SOURCE DATA:
PR #192, opened 2025-01-16
Reintroduce OPEN_KERNEL_MODULES_ENABLED envvar for backwards compatib…

cdesiniotis:
…ility

### DIFF
--- a/ubuntu22.04/nvidia-driver
+++ b/ubuntu22.04/nvidia-driver
@@ -15,7 +15,9 @@ NVIDIA_UVM_MODULE_PARAMS=()
 NVIDIA_MODESET_MODULE_PARAMS=()
 NVIDIA_PEERMEM_MODULE_PARAMS=()
 TARGETARCH=${TARGETARCH:?"Missing TARGETARCH env"}
-KERNEL_MODULE_TYPE=${KERNEL_MODULE_TYPE:-auto}
+
+OPEN_KERNEL_MODULES_ENABLED=${OPEN_KERNEL_MODULES_ENABLED:-}
+KERNEL_MODULE_TYPE=${KERNEL_MODULE_TYPE:-}
 
 export DEBIAN_FRONTEND=noninteractive
 
@@ -480,6 +482,13 @@ _shutdown() {
 }
 
 _resolve_kernel_type() {
+  # For backwards compatibility with older GPU Operator versions where KERNEL_MODULE_TYPE is not set,
+  # honor the deprecated OPEN_KERNEL_MODULES_ENABLED field
+  if [ -z "${KERNEL_MODULE_TYPE}" ]; then
+    [[ "${OPEN_KERNEL_MODULES_ENABLED}" == "true" ]] && KERNEL_TYPE=kernel-open || KERNEL_TYPE=kernel
+    return 0
+  fi
+
   if [ "${KERNEL_MODULE_TYPE}" == "proprietary" ]; then
     KERNEL_TYPE=kernel
   elif [ "${KERNEL_MODULE_TYPE}" == "open" ]; then
--- a/ubuntu22.04/nvidia-driver
+++ b/ubuntu22.04/nvidia-driver
@@ -15,9 +15,7 @@ NVIDIA_UVM_MODULE_PARAMS=()
 NVIDIA_MODESET_MODULE_PARAMS=()
 NVIDIA_PEERMEM_MODULE_PARAMS=()
 TARGETARCH=${TARGETARCH:?"Missing TARGETARCH env"}
-
-OPEN_KERNEL_MODULES_ENABLED=${OPEN_KERNEL_MODULES_ENABLED:-false}
-[[ "${OPEN_KERNEL_MODULES_ENABLED}" == "true" ]] && KERNEL_TYPE=kernel-open || KERNEL_TYPE=kernel
+KERNEL_MODULE_TYPE=${KERNEL_MODULE_TYPE:-auto}
 
 export DEBIAN_FRONTEND=noninteractive
 
@@ -481,6 +479,24 @@ _shutdown() {
     return 1
 }
 
+_resolve_kernel_type() {
+  if [ "${KERNEL_MODULE_TYPE}" == "proprietary" ]; then
+    KERNEL_TYPE=kernel
+  elif [ "${KERNEL_MODULE_TYPE}" == "open" ]; then
+    KERNEL_TYPE=kernel-open
+  elif [ "${KERNEL_MODULE_TYPE}" == "auto" ]; then
+      kernel_module_type=$(/drivers/NVIDIA-Linux-$DRIVER_ARCH-$DRIVER_VERSION/nvidia-installer --print-recommended-kernel-module-type)
+      if [ $? -ne 0 ]; then
+          [[ "${DRIVER_BRANCH}" -lt 560 ]] && kernel_module_type=proprietary || kernel_module_type=open
+          echo "failed to retrieve the recommended kernel module type from nvidia-installer, falling back to the '$kernel_module_type' driver"
+      fi
+      [[ "${kernel_module_type}" == "open" ]] && KERNEL_TYPE=kernel-open || KERNEL_TYPE=kernel
+  else
+    echo "invalid value for the KERNEL_MODULE_TYPE variable: ${KERNEL_MODULE_TYPE}"
+    return 1
+  fi
+}
+
 _find_vgpu_driver_version() {
     local count=""
     local version=""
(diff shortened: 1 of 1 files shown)


ubuntu22.04/nvidia-driver
```diff
@@ -15,6 +15,8 @@ NVIDIA_UVM_MODULE_PARAMS=()
 NVIDIA_MODESET_MODULE_PARAMS=()
 NVIDIA_PEERMEM_MODULE_PARAMS=()
 TARGETARCH=${TARGETARCH:?"Missing TARGETARCH env"}
+
+OPEN_KERNEL_MODULES_ENABLED=${OPEN_KERNEL_MODULES_ENABLED:-""}
```
tariq1890, line 19: Does this statement lead to this variable being set at all times?

cdesiniotis: It will be set to the empty string by default. I can update this if required. I have confirmed though that `[ -n ${OPEN_KERNEL_MODULES_ENABLED} ]` return true if the variable is unset or is the empty string.

tariq1890: Thanks

ubuntu22.04/nvidia-driver
```diff
@@ -480,6 +482,14 @@ _shutdown() {
 }
 
 _resolve_kernel_type() {
+
+  # For backwards compatibility with older GPU Operator versions, honor the OPEN_KERNEL_MODULES_ENABLED
+  # variable when KERNEL_MODULE_TYPE is not set.
+  if [ -n ${OPEN_KERNEL_MODULES_ENABLED} ] && [ -z "${KERNEL_MODULE_TYPE}" ]; then
```
tariq1890, line 488: In L20 we default the KERNEL_MODULE_TYPE to auto. Are we sure that this conditional will evaluate to true ?

cdesiniotis: It won't, you are right. What about the following --  
1) do not set a default value for KERNEL_MODULE_TYPE in the driver container
2) GPU Operator 24.12.0+ should will always set the KERNEL_MODULE_TYPE envvar. Even if driver.kernelModuleType is not set in ClusterPolicy, the operator will set the envvar to `auto`.

tariq1890: Yeah that sounds good to me

ubuntu22.04/nvidia-driver
```diff
@@ -480,6 +482,22 @@ _shutdown() {
...
+  if [ -z "${KERNEL_MODULE_TYPE}" ]; then
+   if [ ${OPEN_KERNEL_MODULES_ENABLED} == "true" ]; then
+     echo "Honoring deprecated field OPEN_KERNEL_MODULES_ENABLED=${OPEN_KERNEL_MODULES_ENABLED}"
+     KERNEL_TYPE=kernel-open
+     return 0
+   fi
+
+   # If both KERNEL_MODULE_TYPE and OPEN_KERNEL_MODLES_ENABLED are unset, default
+   # to the open kernel modules on newer driver branches
+   [[ "${DRIVER_BRANCH}" -gt "560" ]] && KERNEL_TYPE=kernel-open || KERNEL_TYPE=kernel
```
tariq1890, line 497: What about the edge cases ? Drivers that only support one type of kernel modules?

ubuntu22.04/nvidia-driver
```diff
@@ -480,12 +482,32 @@ _shutdown() {
...
+  if [ -z "${KERNEL_MODULE_TYPE}" ]; then
+   if [ ${OPEN_KERNEL_MODULES_ENABLED} == "true" ]; then
+     echo "Honoring deprecated field OPEN_KERNEL_MODULES_ENABLED=${OPEN_KERNEL_MODULES_ENABLED}"
+     KERNEL_TYPE=kernel-open
+     return 0
+   fi
+
+   # If neither KERNEL_MODULE_TYPE or OPEN_KERNEL_MODULES_ENABLED are set, get the default
+   # kernel module type from the nvidia-installer.
+   KERNEL_TYPE=$(nvidia-installer --print-recommended-kernel-module-type)
```
tariq1890, line 497: note that this command `nvidia-installer --print-recommended-kernel-module-type` returns either `open` or `proprietary`. 

i) If it's `open`, we set `KERNEL_TYPE=kernel-open`
ii) If it's `proprietary`, we set `KERNEL_TYPE=kernel`

tariq1890:
Thanks for creating this @cdesiniotis . Please rebase this on top of the latest main

ubuntu22.04/nvidia-driver
cdesiniotis: Thanks for pointing this out. Will update this in my next iteration.

cdesiniotis: Actually, I will remove this call altogether as we agreed to maintain the old behavior, we would default to proprietary in this case.

ubuntu22.04/nvidia-driver
```diff
@@ -481,6 +481,32 @@ _shutdown() {
...
+
+  if [ "${KERNEL_MODULE_TYPE}" == "proprietary" ]; then
+    KERNEL_TYPE=kernel
+  elif [ "${KERNEL_MODULE_TYPE}" == "open" ]; then
+    KERNEL_TYPE=kernel-open
+  elif [ "${KERNEL_MODULE_TYPE}" == "auto" ]; then
+      kernel_module_type=$(nvidia-installer --print-recommended-kernel-module-type)
+      if [ $? -ne 0 ]; then
+          echo "cannot autodetect the kernel module type, printing error logs from /var/log/gpu-driver-util.log..."
+          tail -n 3 /var/log/gpu-driver-util.log
```
tariq1890, line 500:
```suggestion
          echo "failed to retrieve the recommended kernel module type from nvidia-installer"
```

cdesiniotis: Thanks. Fixed.

ubuntu22.04/nvidia-driver
```diff
@@ -481,6 +481,31 @@ _shutdown() {
...
+    [[ "${OPEN_KERNEL_MODULES_ENABLED}" == "true" ]] && KERNEL_TYPE=kernel-open || KERNEL_TYPE=kernel
+    return 0
+  fi
+
+  if [ "${KERNEL_MODULE_TYPE}" == "proprietary" ]; then
+    KERNEL_TYPE=kernel
+  elif [ "${KERNEL_MODULE_TYPE}" == "open" ]; then
+    KERNEL_TYPE=kernel-open
+  elif [ "${KERNEL_MODULE_TYPE}" == "auto" ]; then
+      kernel_module_type=$(nvidia-installer --print-recommended-kernel-module-type)
```
tariq1890, line 497: Shall we move the `nvidia-installer` to the `PATH` during build-time?

ubuntu22.04/nvidia-driver
```diff
@@ -481,6 +481,31 @@ _shutdown() {
...
+      if [ $? -ne 0 ]; then
+          echo "failed to retrieve the recommended kernel module type from nvidia-installer"
```
tariq1890, line 499: thinking out loud here. We will have essentially added a point of failure here. 

What are your thoughts on a lazy driver-branch-based logic as a fallback? If driver branch >= 560, we return `open`, otherwise we return `proprietary`

ubuntu22.04/nvidia-driver
cdesiniotis: Possibly. That would require us to extract the runfile during build time, which we aren't doing currently.

ubuntu22.04/nvidia-driver
cdesiniotis: I think I am generally okay with it. It is an extra safeguard in case the nvidia-installer CLI has bug.

ubuntu22.04/nvidia-driver
tariq1890: Fair enough; we probably shouldn't extract it during build-time, but we will still need to move the `nvidia-installer` to the PATH

cdesiniotis: Yep. Extracting at build time will increase our image size significantly. We will need to move it to the path or `cd` into the local directory before invoking `_resolve_kernel_type` (like we do elsewhere).

tariq1890: or cd into `NVIDIA-Linux-$DRIVER_ARCH-$DRIVER_VERSION`

cdesiniotis: That assumes the runfile has been extracted beforehand though.

tariq1890: > Yep. Extracting at build time will increase our image size significantly. We will need to move it to the path or cd into the local directory before invoking _resolve_kernel_type (like we do elsewhere).

Ah, just seeing this comment now. Sounds good

ubuntu22.04/nvidia-driver
cdesiniotis: Updated as you have suggested.

ubuntu22.04/nvidia-driver
cdesiniotis: I pushed an update, which uses the absolute path to the `nvidia-installer`. It assumes the runfile has been extracted prior to the call to `_resolve_kernel_type`.

cdesiniotis:
Closing as this was implemented in https://github.com/NVIDIA/gpu-driver-container/pull/199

WHAT IS BEING ASKED: Lines containing the word "Linux": how many are there in the data above? Reply with only that number.

ANSWER TO THIS EXERCISE: 2